Female carriers of the X-linked recessive disorder hypoxanthine-guanine phosphoribosyltransferase (HPRT) deficiency show somatic cell mosaicism, and this may cause an increased synthesis of purines. We have examined whether urinary oxypurines could be useful for carrier diagnosis.Methods
Carrier testing was performed in 35 women belonging to 16 unrelated Spanish families with at least one subject affected by the Lesch-Nyhan syndrome (11 families, 14 patients) or the Kelley-Seegmiller syndrome (five families, six patients) by means of HPRT and adenine phosphoribosyltransferase activities in hair follicles and/or molecular studies.

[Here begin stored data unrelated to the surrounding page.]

PR #912, opened 2018-07-14
[Bugfix] Fix error in laravel_version when artisan is not present

brandon14:
If PHP could not find the artisan file when building the prompt, it would output `Could not open input file: artisan` to stdout. Where only stderr was being redirected to /dev/null, this output would get placed into `laravel_version` variable and displayed on the prompt.

Also the output of `php artisan --version` follows the format `Laravel Framework <version number>`, so I adjusted pulling just the version number out accordingly.

The reference PR and conversation about this error can be found here: https://github.com/bhilburn/powerlevel9k/pull/818

On a side note, this is hands down my favorite zsh theme!

### DIFF
--- a/powerlevel9k.zsh-theme
+++ b/powerlevel9k.zsh-theme
@@ -1118,7 +1118,7 @@ prompt_vpn_ip() {
 ################################################################
 # Segment to display laravel version
 prompt_laravel_version() {
-  local laravel_version="$(php artisan --version 2> /dev/null"
+  local laravel_version="$(php artisan --version 2> /dev/null)"
   if [[ -n "${laravel_version}" && "${laravel_version}" =~ "Laravel Framework" ]]; then
     # Strip out everything but the version
     laravel_version="${laravel_version//Laravel Framework /}"
--- a/powerlevel9k.zsh-theme
+++ b/powerlevel9k.zsh-theme
@@ -1118,8 +1118,8 @@ prompt_vpn_ip() {
 ################################################################
 # Segment to display laravel version
 prompt_laravel_version() {
-  local laravel_version="$(php artisan --version 2>&1 | grep -oe '^Laravel Framework [0-9.]*')"
-  if [[ -n "${laravel_version}" ]]; then
+  local laravel_version="$(php artisan --version 2> /dev/null"
+  if [[ -n "${laravel_version}" && "${laravel_version}" =~ "Laravel Framework" ]]; then
     # Strip out everything but the version
     laravel_version="${laravel_version//Laravel Framework /}"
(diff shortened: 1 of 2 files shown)


onaforeignshore:
Does `php artisan --version` return multiple lines? On my clean install it returns one line. Just wondering because you use `grep` and we try to steer clear of externals as much as possible

brandon14:
@onaforeignshore it does return only one line. Ah yeah that makes sense. I was just following after the php version segment, but i suppose a more portable way could be done

bhilburn:
@brandon14 - Thanks so much for putting together this PR! I also appreciate you modeling the changes on other segments, which should generally be a good idea, hah. Unfortunately it seems you found what should probably be a bug in the `php` segment, per @onaforeignshore's note about calling out to external programs `=)`

@dritter has identified this PR as a priority and a good fit for the v0.6.6 release, so I'd like to get this cleaned up and merged as soon as we can!

Since the command only returns one line, I think we ought to be able to do the parsing with some ZSH regex. @onaforeignshore - agree / disagree?

powerlevel9k.zsh-theme
```diff
@@ -1118,11 +1118,10 @@ prompt_vpn_ip() {
 ################################################################
 # Segment to display laravel version
 prompt_laravel_version() {
-  local laravel_version="$(php artisan --version 2>/dev/null)"
+  local laravel_version="$(php artisan --version 2>&1 | grep -oe '^Laravel Framework [0-9.]*')"
   if [[ -n "${laravel_version}" ]]; then
```
onaforeignshore: We can drop the `grep` by changing the if statement as follows:
```zsh
  local laravel_version="$(php artisan --version 2>&1 /dev/null)"
  if [[ -n "${laravel_version}" && "${laravel_version}" =~ "Laravel Framework" ]]; then
```

brandon14:
Yeah that seems to work fine @onaforeignshore . Ill get those changes up ASAP

bhilburn:
Thanks so much for pulling in that change, @brandon14, and for suggesting it, @onaforeignshore! I think the code looks great.

We do have one last problem, where a ton of the unit tests are failing with this error:
```
command not found: build_left_prompt
```

I can't see how the changeset in this PR could possibly cause those errors, but `master` is currently passing. I'm not super sure what to make of it. @onaforeignshore @dritter - anything pop out at you?

brandon14:
@dritter @bhilburn sorry about that I didn't see the missed parenthesis there. It's been a busy weekend for me or I would have fixed it sooner. My apologies.

bhilburn:
Thanks so much, @dritter! I totally missed that line.

And thanks, @brandon14, for fixing the issue! I'm really happy we are getting this merged, and it will be in the v0.6.6 release. Welcome to P9k as a first-time contributor! `=)`

Issue #907, opened 2018-07-13
Strange behaviour with truncate_to_unique


G4Zz0L1:
I've a strange behaviour with the option `POWERLEVEL9K_SHORTEN_STRATEGY="truncate_to_unique"`

If I set it that way the prompt returns
`prompt_dir:66: no matches found: //.*/`
if the folder is a hidden one, or 
`prompt_dir:66: no matches found: //D*/`
if the folder starts with D

But it's pretty random, in some folder it returns that and in other works normally

If i remove that row from the .zshrc it works flawlessly in every folder

gnome-terminal 3.28.1-1ubuntu1mint2
zsh 5.4.2 (x86_64-ubuntu-linux-gnu)
oh-my-zsh and p9k cloned from git, latest

nvonbulow:
I am having this same issue

bhilburn:
@G4Zz0L1 - Thanks so much for the bug report, and thanks for confirming, @nvonbulow!

@onaforeignshore has already put together a fix. Can you check out #915, give that PR a shot, and let us know if it resolves your issue?

diraol:
It kind of works for me too, but with a strange behavior regarding the beginning of the path printed on the screen:
![2018-07-18-115453_313x69_scrot](https://user-images.githubusercontent.com/192702/42889725-7cb8c334-8a81-11e8-8739-498033ae331c.png)

That `~h/d/` seems wrong to me, it should be `~/` or `/h/d/`

onaforeignshore:
What is the content of your `$HOME` variable?

nvonbulow:
I'm having the same weird path beginning as @diraol with the unwanted `~h`. My `$HOME` is set to `/home/nick`

onaforeignshore:
I have updated the fix. Can you please pull it again and see if the issue persists?

nvonbulow:
The issue is still there. It doesn't look like anything changed

diraol:
It is better now for me.

nvonbulow:
With the addition of the code simplification commit, everything works for me now.

onaforeignshore:
@nvonbulow That's good news.

bhilburn:
Thanks so much, @nvonbulow and @diraol, for testing the fix in #915! And thanks for filing the initial bug report, @G4Zz0L1! Great work, everyone.

The fix #915 has been merged into master `=)`

PR #915, opened 2018-07-17
[Bugfix] Fix for "truncate_to_unique" strategy

onaforeignshore:
Bugfix for issue #907 

The issue is that this strategy requires absolute paths to work, which is usually only available when `POWERLEVEL9K_DIR_PATH_ABSOLUTE` is set to true. This fix works around this limitation by using absolute paths and then changing the path at the end to `~/...` format if required.

This requires the use of a helper function `getUniqueHomeFolder` to determine the unique name of the home folder in order to replace that with `~`.

### DIFF
--- a/powerlevel9k.zsh-theme
+++ b/powerlevel9k.zsh-theme
@@ -756,9 +756,8 @@ getUniqueHomeFolder() {
     local -a matching
     local -a paths
     local cur_path='/'
-    # the first time we run the script, the working directory *should* be the home folder
-    [[ -z $HOME ]] && paths=${PWD} || paths=$HOME
-    paths=(${(s:/:)paths})
+    # all users have the $HOME variable set automatically... see http://pubs.opengroup.org/onlinepubs/009695399/basedefs/xbd_chap08.html
+    paths=(${(s:/:)HOME})
     for directory in ${paths[@]}; do
       test_dir=''
       for (( i=0; i < ${#directory}; i++ )); do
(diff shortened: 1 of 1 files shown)


powerlevel9k.zsh-theme
```diff
@@ -744,6 +744,38 @@ prompt_command_execution_time() {
...
+# set the true.
+#
+local home_path=""
+getUniqueHomeFolder() {
+  if [[ "$home_path" == "" ]]; then
+    local trunc_path directory test_dir test_dir_length
+    local -a matching
+    local -a paths
+    local cur_path='/'
+    # the first time we run the script, the working directory *should* be the home folder
```
bhilburn: This comment worries me a little bit - can you expand on what you mean? If the segment doesn't get drawn for the first time from `/home/<user>`, will this code fail?

G4Zz0L1: I've tested it, even if the start folder isn't my home, it seems to work

image

onaforeignshore: Usually, the terminal starts in the home folder, which is why I stated *should*, but if you check the next line, we test for the existence $HOME and use that, otherwise use ${PWD}.

onaforeignshore:
I rewrote it to simplify this a lot. Since we use the code to find a truncated path twice, I simply made it a function and passed `$HOME` and then `$PWD` to it. Think it makes more sense now.

diraol:
It is working nice to me!

bhilburn:
@onaforeignshore - I like the new changeset you pushed a lot! Great work simplifying the code.

At this point, it's clear that we've had a lot of people test this PR, and everyone is reporting success. Great work, @onaforeignshore! Super happy we got this resolved quickly `=)`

Plasma and 24-h urinary concentrations of hypoxanthine, xanthine and uric acid were measured while subjects were on a purine-restricted diet.Results
Mean plasma urate concentrations and 24-h urinary hypoxanthine, xanthine and uric acid excretion rates were significantly higher in 22 heterozygotes than in 13 non-carriers (P < 0.02). Daily urinary oxypurine excretion rates were also significantly higher in heterozygotes than in 12 normal women (P = 0.0011). Cumulative 5-day radioactivity excretion after [8-14C]-adenine infusion was markedly increased in 10 carrier women compared with five normal women (P = 0.0369). The sensitivity of 24-h urinary hypoxanthine and xanthine excretion rates was 86% and 77%, respectively, and the specificity 100% for both tests.Conclusion
Female heterozygotes for HPRT deficiency show an enhanced purine nucleotide degradation and purine overproduction. An elevated hypoxanthine and/or xanthine excretion rate differentiated most heterozygotes for HPRT deficiency from non-carrier women and thus could be useful for carrier diagnosis.